◆ SUPPLIED MATERIAL
PR #164, opened 2024-08-12
Add & fix clang tidy performance rules

RichLogan:
~(Includes #163 for CI fix)~

Adds `clang-analyzer-*` checks (no changes needed) and the `performance-checks-*` which did have some (minor, but useful if just for consistency) fixes. I will comment them individually.

### DIFF
--- a/include/transport/time_queue.h
+++ b/include/transport/time_queue.h
@@ -228,10 +228,10 @@ namespace qtransport {
 
         TimeQueue() = delete;
         TimeQueue(const TimeQueue&) = default;
-        TimeQueue(TimeQueue&&) = default;
+        TimeQueue(TimeQueue&&) noexcept = default;
 
         TimeQueue& operator=(const TimeQueue&) = default;
-        TimeQueue& operator=(TimeQueue&&) = default;
+        TimeQueue& operator=(TimeQueue&&) noexcept = default;
 
         /**
          * @brief Pushes a new value onto the queue with a time-to-live.
--- a/include/transport/transport.h
+++ b/include/transport/transport.h
@@ -52,7 +52,7 @@ enum class TransportError : uint8_t
 /**
  * Transport Protocol to use
  */
-enum class TransportProtocol
+enum class TransportProtocol: uint8_t
 {
   UDP = 0,
   QUIC
@@ -108,7 +108,7 @@ struct MethodTraceItem {
         delta(0) {
     }
 
-    MethodTraceItem(const std::string method, const time_stamp_us start_time) :
+    MethodTraceItem(const std::string& method, const time_stamp_us start_time) :
             method(method),
             start_time(start_time) {
         delta = (std::chrono::time_point_cast<std::chrono::microseconds>(std::chrono::steady_clock::now()) -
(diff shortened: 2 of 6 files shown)


include/transport/transport.h
```diff
@@ -52,7 +52,7 @@ enum class TransportError : uint8_t
 /**
  * Transport Protocol to use
  */
-enum class TransportProtocol
+enum class TransportProtocol: uint8_t
```
RichLogan, line 55: Qualify the underlying type to make as small as possible - the enumerations above this already did this 👍🏻

include/transport/transport.h
```diff
@@ -108,7 +108,7 @@ struct MethodTraceItem {
         delta(0) {
     }
 
-    MethodTraceItem(const std::string method, const time_stamp_us start_time) :
+    MethodTraceItem(const std::string& method, const time_stamp_us start_time) :
```
RichLogan, line 111: Probably unintentional copy

src/transport_picoquic.cpp
```diff
@@ -326,7 +326,7 @@ int pq_loop_cb(picoquic_quic_t* quic, picoquic_packet_loop_cb_enum cb_mode, void
     int ret = 0;
 
     if (transport == NULL) {
-        std::cerr << "picoquic transport was called with NULL transport" << std::endl;
+        std::cerr << "picoquic transport was called with NULL transport" << '\n';
```
RichLogan, line 329: This one and below can go either way. Using '\n' over `std::endl` can be a gain if you don't need to flush the stream, although with `std::cerr` or `std::cout` they always flush anyway, so this isn't actually a gain. 

However, changing it does have the benefit of not ignoring a rule that may make a difference if another stream gets introduced into the codebase later, and using `\n` consistently is the recommendation.

src/transport_picoquic.cpp
```diff
@@ -1336,7 +1336,7 @@ PicoQuicTransport::on_recv_datagram(ConnectionContext* conn_ctx, uint8_t* bytes,
 
     std::vector<uint8_t> data(bytes, bytes + length);
 
-    conn_ctx->dgram_rx_data.push(std::move(data));
+    conn_ctx->dgram_rx_data.push(data);
```
RichLogan, line 1339: This is passed by const reference, so move has no effect.

src/transport_udp.cpp
```diff
@@ -741,7 +741,7 @@ UDPTransport::fd_reader() {
                                       << " port: " << remote.port << std::flush;
 
                         // Notify caller that there is a new connection
-                        _delegate.on_new_connection(_last_conn_id, std::move(remote));
+                        _delegate.on_new_connection(_last_conn_id, remote);
```
RichLogan, line 744: Also passed by const-ref

include/transport/time_queue.h
```diff
@@ -228,10 +228,10 @@ namespace qtransport {
 
         TimeQueue() = delete;
         TimeQueue(const TimeQueue&) = default;
-        TimeQueue(TimeQueue&&) = default;
+        TimeQueue(TimeQueue&&) noexcept = default;
```
RichLogan, line 231: This and the below is [noexcept-move-constructor](https://clang.llvm.org/extra/clang-tidy/checks/performance/noexcept-move-constructor.html):

> Move constructors of all the types used with STL containers, for example, need to be declared noexcept. Otherwise STL will choose copy constructors instead. The same is valid for move assignment operations.

TimEvens (approved):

◆ TASK DESCRIPTION
Give back every line of the data above exactly as written.

◆ TASK RESULT
PR #164, opened 2024-08-12
Add & fix clang tidy performance rules

RichLogan:
~(Includes #163 for CI fix)~

Adds `clang-analyzer-*` checks (no changes needed) and the `performance-checks-*` which did have some (minor, but useful if just for consistency) fixes. I will comment them individually.

### DIFF
--- a/include/transport/time_queue.h
+++ b/include/transport/time_queue.h
@@ -228,10 +228,10 @@ namespace qtransport {
 
         TimeQueue() = delete;
         TimeQueue(const TimeQueue&) = default;
-        TimeQueue(TimeQueue&&) = default;
+        TimeQueue(TimeQueue&&) noexcept = default;
 
         TimeQueue& operator=(const TimeQueue&) = default;
-        TimeQueue& operator=(TimeQueue&&) = default;
+        TimeQueue& operator=(TimeQueue&&) noexcept = default;
 
         /**
          * @brief Pushes a new value onto the queue with a time-to-live.
--- a/include/transport/transport.h
+++ b/include/transport/transport.h
@@ -52,7 +52,7 @@ enum class TransportError : uint8_t
 /**
  * Transport Protocol to use
  */
-enum class TransportProtocol
+enum class TransportProtocol: uint8_t
 {
   UDP = 0,
   QUIC
@@ -108,7 +108,7 @@ struct MethodTraceItem {
         delta(0) {
     }
 
-    MethodTraceItem(const std::string method, const time_stamp_us start_time) :
+    MethodTraceItem(const std::string& method, const time_stamp_us start_time) :
             method(method),
             start_time(start_time) {
         delta = (std::chrono::time_point_cast<std::chrono::microseconds>(std::chrono::steady_clock::now()) -
(diff shortened: 2 of 6 files shown)


include/transport/transport.h
```diff
@@ -52,7 +52,7 @@ enum class TransportError : uint8_t
 /**
  * Transport Protocol to use
  */
-enum class TransportProtocol
+enum class TransportProtocol: uint8_t
```
RichLogan, line 55: Qualify the underlying type to make as small as possible - the enumerations above this already did this 👍🏻

include/transport/transport.h
```diff
@@ -108,7 +108,7 @@ struct MethodTraceItem {
         delta(0) {
     }
 
-    MethodTraceItem(const std::string method, const time_stamp_us start_time) :
+    MethodTraceItem(const std::string& method, const time_stamp_us start_time) :
```
RichLogan, line 111: Probably unintentional copy

src/transport_picoquic.cpp
```diff
@@ -326,7 +326,7 @@ int pq_loop_cb(picoquic_quic_t* quic, picoquic_packet_loop_cb_enum cb_mode, void
     int ret = 0;
 
     if (transport == NULL) {
-        std::cerr << "picoquic transport was called with NULL transport" << std::endl;
+        std::cerr << "picoquic transport was called with NULL transport" << '\n';
```
RichLogan, line 329: This one and below can go either way. Using '\n' over `std::endl` can be a gain if you don't need to flush the stream, although with `std::cerr` or `std::cout` they always flush anyway, so this isn't actually a gain. 

However, changing it does have the benefit of not ignoring a rule that may make a difference if another stream gets introduced into the codebase later, and using `\n` consistently is the recommendation.

src/transport_picoquic.cpp
```diff
@@ -1336,7 +1336,7 @@ PicoQuicTransport::on_recv_datagram(ConnectionContext* conn_ctx, uint8_t* bytes,
 
     std::vector<uint8_t> data(bytes, bytes + length);
 
-    conn_ctx->dgram_rx_data.push(std::move(data));
+    conn_ctx->dgram_rx_data.push(data);
```
RichLogan, line 1339: This is passed by const reference, so move has no effect.

src/transport_udp.cpp
```diff
@@ -741,7 +741,7 @@ UDPTransport::fd_reader() {
                                       << " port: " << remote.port << std::flush;
 
                         // Notify caller that there is a new connection
-                        _delegate.on_new_connection(_last_conn_id, std::move(remote));
+                        _delegate.on_new_connection(_last_conn_id, remote);
```
RichLogan, line 744: Also passed by const-ref

include/transport/time_queue.h
```diff
@@ -228,10 +228,10 @@ namespace qtransport {
 
         TimeQueue() = delete;
         TimeQueue(const TimeQueue&) = default;
-        TimeQueue(TimeQueue&&) = default;
+        TimeQueue(TimeQueue&&) noexcept = default;
```
RichLogan, line 231: This and the below is [noexcept-move-constructor](https://clang.llvm.org/extra/clang-tidy/checks/performance/noexcept-move-constructor.html):

> Move constructors of all the types used with STL containers, for example, need to be declared noexcept. Otherwise STL will choose copy constructors instead. The same is valid for move assignment operations.

TimEvens (approved):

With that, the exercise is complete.